:: About this exercise ::
Would you please copy each line below that includes the string "However"?

Records drawn from a dataset:
##########
PR #587, opened 2020-05-08
Add central tooling for CLI messages and prompts

### LINKED ISSUE #555: Tooling for loading content strings in commands
It might be useful to have a central place to load strings that are outputted during prompts and errors.

This may be a `json` file or just a standard way of doing this like defining a module.

paulomarg:

Fixes #555 once completed 

In order to make it easier to find and maintain the CLI messages / prompts, it was decided that we should have a central location in the code where all messages are available. They are accessed by a central method (`Context::message`) which allows us to run any necessary steps on the messages in the future, if we need to.

In addition, this gives us an easy place to plug in translations in the future if we decide to do i18n by simply replacing the set of loaded messages, without requiring any code changes.

Messages can now be pre-loaded by project types (and the core CLI code) into the `Context` class, which handles parsing the YAML files. These messages are available as a class variable of `Context` so they can be set at any point in the code.

The `Context` class also provides a method to fetch a string based on its key that can also format parameters into it, similarly to printf. If a key is missing `Context::message` will return the key itself so missing keys don't trigger errors.

A few sample messages were replaced to the new format to help us validate that the solution is acceptable, but to complete this work I'll still have to go over all messages and move them to the new format.

Before:
```ruby
@ctx.abort(NODE_REQUIRED_NOTICE) unless stat.success?
```
After:
```ruby
@ctx.abort(@ctx.message('node.node_required_notice')) unless stat.success?
```

### DIFF
--- a/lib/project_types/node/commands/populate/customer.rb
+++ b/lib/project_types/node/commands/populate/customer.rb
@@ -17,8 +17,9 @@ module Node
         def message(data)
           ret = data['customerCreate']['customer']
           id = ShopifyCli::API.gid_to_id(ret['id'])
-          "#{ret['displayName']} added to {{green:#{ShopifyCli::Project.current.env.shop}}} "\
-          "at {{underline:#{admin_url}customers/#{id}}}"
+          @ctx.message(
+            'node.populate.customer.added', ret['displayName'], ShopifyCli::Project.current.env.shop, admin_url, id
+          )
         end
       end
     end
--- a/lib/project_types/node/commands/populate/customer.rb
+++ b/lib/project_types/node/commands/populate/customer.rb
@@ -18,7 +18,11 @@ module Node
           ret = data['customerCreate']['customer']
           id = ShopifyCli::API.gid_to_id(ret['id'])
           @ctx.message(
-            'node.populate.customer.added', ret['displayName'], ShopifyCli::Project.current.env.shop, admin_url, id
+            'node.populate.customer.added',
+            ret['displayName'],
+            ShopifyCli::Project.current.env.shop,
+            admin_url,
+            id
           )
         end
       end
--- a/lib/project_types/node/messages/messages.yml
+++ b/lib/project_types/node/messages/messages.yml
@@ -1,5 +1,0 @@
-node:
-  node_required_notice: "node is required to create an app project. Download at https://nodejs.org/en/download."
-  node_version_failure_notice: "Failed to get the current node version. Please make sure it is installed as per the instructions at https://nodejs.org/en."
-  npm_required_notice: "npm is required to create an app project. Download at https://www.npmjs.com/get-npm."
-  npm_version_failure_notice: "Failed to get the current npm version. Please make sure it is installed as per the instructions at https://www.npmjs.com/get-npm."
--- a/lib/project_types/node/messages/messages.yml
+++ b/lib/project_types/node/messages/messages.yml
@@ -1,0 +1,5 @@
+node:
+  node_required_notice: "node is required to create an app project. Download at https://nodejs.org/en/download."
+  node_version_failure_notice: "Failed to get the current node version. Please make sure it is installed as per the instructions at https://nodejs.org/en."
+  npm_required_notice: "npm is required to create an app project. Download at https://www.npmjs.com/get-npm."
+  npm_version_failure_notice: "Failed to get the current npm version. Please make sure it is installed as per the instructions at https://www.npmjs.com/get-npm."
--- a/lib/project_types/script/messages/messages.rb
+++ b/lib/project_types/script/messages/messages.rb
@@ -46,11 +46,9 @@ module Script
           },
 
           changed_dir: "{{v}} Changed to project directory: {{green:%{folder}}}",
-          created: "{{v}} Script created: {{green:%{script_id}}}",
-          select_extension_point: "Which extension point do you want to use?",
-          name: "Script Name",
-          spinner_creating: "Creating script",
-          spinner_created: "Created script",
+          script_created: "{{v}} Script created: {{green:%{script_id}}}",
+          creating: "Creating script",
+          created: "Created script",
         },
 
         project_deps: {
@@ -72,6 +70,13 @@ module Script
 
           running: "Running tests",
           success: "{{v}} Tests finished.",
+        },
+
+        forms: {
+          create: {
+            select_extension_point: "Which extension point do you want to use?",
+            script_name: "Script Name",
+          },
         },
       },
     }.freeze
--- a/lib/project_types/script/messages/messages.rb
+++ b/lib/project_types/script/messages/messages.rb
@@ -16,7 +16,7 @@ module Script
           oauth_help: "Try again.",
 
           invalid_context_cause: "Your .shopify-cli.yml file is not correct.",
-          invalid_context_help: "See https://help.shopify.com/en/",
+          invalid_context_help: "See https://help.shopify.com",
 
           project_exists_cause: "Directory with the same name as the script already exists.",
           project_exists_help: "Use different script name and try again.",
@@ -27,7 +27,7 @@ module Script
           script_not_found_cause: "Couldn't find script %s for extension point %s",
 
           dependency_install_cause: "Something went wrong while installing the dependencies that are needed.",
-          dependency_install_help: "See https://help.shopify.com/en/",
+          dependency_install_help: "See https://help.shopify.com",
 
           test_help: "Correct the errors and try again.",
         },
--- a/lib/project_types/script/messages/messages.rb
+++ b/lib/project_types/script/messages/messages.rb
@@ -1,0 +1,79 @@
+# frozen_string_literal: true
+
+module Script
+  module Messages
+    MESSAGES = {
+      script: {
+        error: {
+          generic: "{{red:{{x}} Error}}",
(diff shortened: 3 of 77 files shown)


tanema:
Before you go too far down this road, I really like the interface that you have built up here! However, I think you should benchmark YAML, compare it to other configuration types.

Also, I am going to pull @iainmcampbell @fredriculrich @jacobsteves to get their opinion on this design as well.

lib/shopify-cli/context.rb
```diff
@@ -10,6 +10,44 @@ module ShopifyCli
...
+      end
+
+      private
+
+      def flatten_yaml_file(yaml_data)
+        messages = {}
+        yaml_data.each do |key, value|
+          if value.is_a?(Hash)
+            flatten_yaml_file(value).each do |inner_key, inner_value|
+              messages["#{key}.#{inner_key}"] = inner_value
```
tanema, line 40: I get what you are doing here but you don't need to do this!

In the `message` method you could just use `dig`

```ruby
    def message(key, *params)
      str = @messages.dig(key.split('.'))
      str ? str % params : key
    end
```

lib/project_types/node/messages/messages.yml
```diff
@@ -0,0 +1,5 @@
+node:
```
andyw8, line 1: Maybe we could name this `en.yml` in case we ever want to extend to support other languages?

paulomarg: That is where I imagined these files going in the future, which is why I put them inside their own folder from the get-go. However, I was worried that naming it with a locale would lead people to think that we already support i18n. What do you think?

andyw8: I don't think that would a huge concern. e.g. when creating a new Rails app, it defaults to have an `en.yml` file (or presumably whatever your machine's locale is set to).

https://github.com/andyw8/rails_6_example/tree/master/config/locales

andyw8: Yeah, I see your point.

paulomarg:
> Before you go too far down this road, I really like the interface that you have built up here! However, I think you should benchmark YAML, compare it to other configuration types.
> 
> Also, I am going to pull @iainmcampbell @fredriculrich @jacobsteves @attaboy to get their opinion on this design as well.

@tanema and I tested a few alternatives and we came to the conclusion that ruby modules would be a better choice than YAML for this - I benchmarked both options and ruby is about 5 times faster (plus it's easier to work with in the code).

attaboy:
> > Before you go too far down this road, I really like the interface that you have built up here! However, I think you should benchmark YAML, compare it to other configuration types.
> > Also, I am going to pull @iainmcampbell @fredriculrich @jacobsteves @attaboy to get their opinion on this design as well.
> 
> @tanema and I tested a few alternatives and we came to the conclusion that ruby modules would be a better choice than YAML for this - I benchmarked both options and ruby is about 5 times faster (plus it's easier to work with in the code).

The interface side of this work makes sense to me. Seems clean and easy.

As much as I loathe YAML in general, our translation platform is heavily optimized for it, so I do wonder if we should stick with the devil we know for the input format. It also makes it slightly easier for non-developer contributors to edit strings, which can be desirable. But the speed argument is convincing — when you say "5 times faster", where does that speed actually manifest and what kind of absolute times are we talking about?

paulomarg:
> The interface side of this work makes sense to me. Seems clean and easy.
> 
> As much as I loathe YAML in general, our translation platform is heavily optimized for it, so I do wonder if we should stick with the devil we know for the input format. It also makes it slightly easier for non-developer contributors to edit strings, which can be desirable. But the speed argument is convincing — when you say "5 times faster", where does that speed actually manifest and what kind of absolute times are we talking about?

I benchmarked both of them for the sample file here which only has 4 messages. YAML took ~42ms to parse and inject, whereas Ruby took ~8.5ms. I also did some benchmarking on both in a more isolated environment for slightly longer files, and here are some results:

```
200 messages:
       user     system      total        real
require yaml  0.018809   0.009339   0.028148 (  0.028235)
yaml  0.000935   0.000067   0.001002 (  0.001003)
ruby  0.000614   0.000143   0.000757 (  0.000759)

300 messages:
       user     system      total        real
require yaml  0.019056   0.009615   0.028671 (  0.028740)
yaml  0.001353   0.000053   0.001406 (  0.001407)
ruby  0.000808   0.000158   0.000966 (  0.000967)
```

It seems that requiring the YAML module takes up most of the time we spend parsing the file, but the parsing itself isn't that much slower. So if we were to go with YAML we may not be looking at a huge increase in run time, but every request would take at least a 20ms as the module would be required on every run - I would say it all boils down to whether this slow-down is acceptable or not.

attaboy:
>It seems that requiring the YAML module takes up most of the time we spend parsing the file, but the parsing itself isn't that much slower. So if we were to go with YAML we may not be looking at a huge increase in run time, but every request would take a hit of at least 20-30ms as the module would be required on every run - I would say it all boils down to whether this slow-down is acceptable or not.

OK so it seems like there's a real benefit here. I'm fine (happy even!) to ditch YAML as long as we have a vague plan for how we might integrate with the translation platform. (I guess it could be some kind of build step?)

paulomarg:
> OK so it seems like there's a real benefit here. I'm fine (happy even!) to ditch YAML as long as we have a vague plan for how we might integrate with the translation platform. (I guess it could be some kind of build step?)

We could for instance add a build step that converts YAML files into the format of Ruby methods we expect to use here, so there is definitely a way that we can still work with the translations being done in YAML but use ruby in the code.

lib/project_types/script/messages/messages.rb
```diff
@@ -0,0 +1,79 @@
...
+          eacces_help: "Change your directory permissions and try again.",
+
+          enospc_cause: "You don't have enough disk space to perform this action.",
+          enospc_help: "Free up some space and try again.",
+
+          oauth_cause: "Something went wrong while authenticating your account with the Partner Dashboard.",
+          oauth_help: "Try again.",
+
+          invalid_context_cause: "Your .shopify-cli.yml file is not correct.",
+          invalid_context_help: "See https://help.shopify.com/en/",
```
paulomarg, line 19: I'll be removing the /en part here so we comply with this request:
```
👋 We noticed that this PR either modifies or introduces a link into help.shopify.com with a hardcoded locale. Help can automatically detect the locale from the HTTP Accept-Language header and redirect the user to the appropriate language.

Should you absolutely need to decide the language to be displayed, please use the locale query parameter.

Please consider updating the offending content.

For more info, check this out in the Home repo README: https://github.com/shopify/help#content-files

Find us at #docs :)

cc: @Shopify/docs-dev
```

lib/shopify-cli/context.rb
```diff
@@ -10,6 +10,34 @@ module ShopifyCli
...
+      # adds a new set of messages to be used by the CLI. The messages are expected to be a hash of symbols, and
+      # multiple levels are allowed. When fetching messages a dot notation is used to separate different levels. See
+      # Context::message for more information.
+      #
+      # #### Parameters
+      # * `messages` - Hash containing the new keys to register
+      def load_messages(messages)
+        @messages = {} if @messages.nil?
+        @messages = @messages.merge(messages) do |key|
+          abort("Message key '#{key}' already exists and cannot be registered") if @messages.key?(key)
```
mkevinosullivan, line 25: Using `Context.new.abort()` will format the message for display consistently with the rest of the CLI

lib/shopify-cli/oauth/servlet.rb
```diff
@@ -29,12 +27,15 @@ def initialize(server, oauth, token)
 
       def do_GET(req, res) # rubocop:disable Naming/MethodName
         if !req.query['error'].nil?
-          respond_with(res, 400, "Invalid Request: #{req.query['error_description']}")
+          respond_with(
+            res, 400, Context.message('core.oauth.servlet.invalid_request_response', req.query['error_description'])
```
mkevinosullivan, line 31: Maybe put these parameters across multiple lines to shorten the overall length

lib/shopify-cli/project_type.rb
```diff
@@ -54,13 +54,24 @@ def hidden_project_type
...
         Commands.register(const, cmd)
       end
 
       def register_task(task, name)
         Task::Registry.add(const_get(task), name)
       end
+
+      def register_messages(messages)
+        # Make sure we don't attempt to register a file more than once as that will fail
+        @registered_message_files = {} if @registered_message_files.nil?
```
mkevinosullivan, line 69: This can be written `@registered_message_files ||= {}`

lib/project_types/node/commands/populate/customer.rb
```diff
@@ -17,8 +17,9 @@ def defaults
         def message(data)
           ret = data['customerCreate']['customer']
           id = ShopifyCli::API.gid_to_id(ret['id'])
-          "#{ret['displayName']} added to {{green:#{ShopifyCli::Project.current.env.shop}}} "\
-          "at {{underline:#{admin_url}customers/#{id}}}"
+          @ctx.message(
+            'node.populate.customer.added', ret['displayName'], ShopifyCli::Project.current.env.shop, admin_url, id
```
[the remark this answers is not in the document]
paulomarg: This is good to know, I personally also prefer breaking all the params apart like that, but I saw this done in other places of the code and assumed it was the standard. TIL :)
##########
:: Exercise solution ::
Before you go too far down this road, I really like the interface that you have built up here! However, I think you should benchmark YAML, compare it to other configuration types.
paulomarg: That is where I imagined these files going in the future, which is why I put them inside their own folder from the get-go. However, I was worried that naming it with a locale would lead people to think that we already support i18n. What do you think?
> Before you go too far down this road, I really like the interface that you have built up here! However, I think you should benchmark YAML, compare it to other configuration types.
> > Before you go too far down this road, I really like the interface that you have built up here! However, I think you should benchmark YAML, compare it to other configuration types.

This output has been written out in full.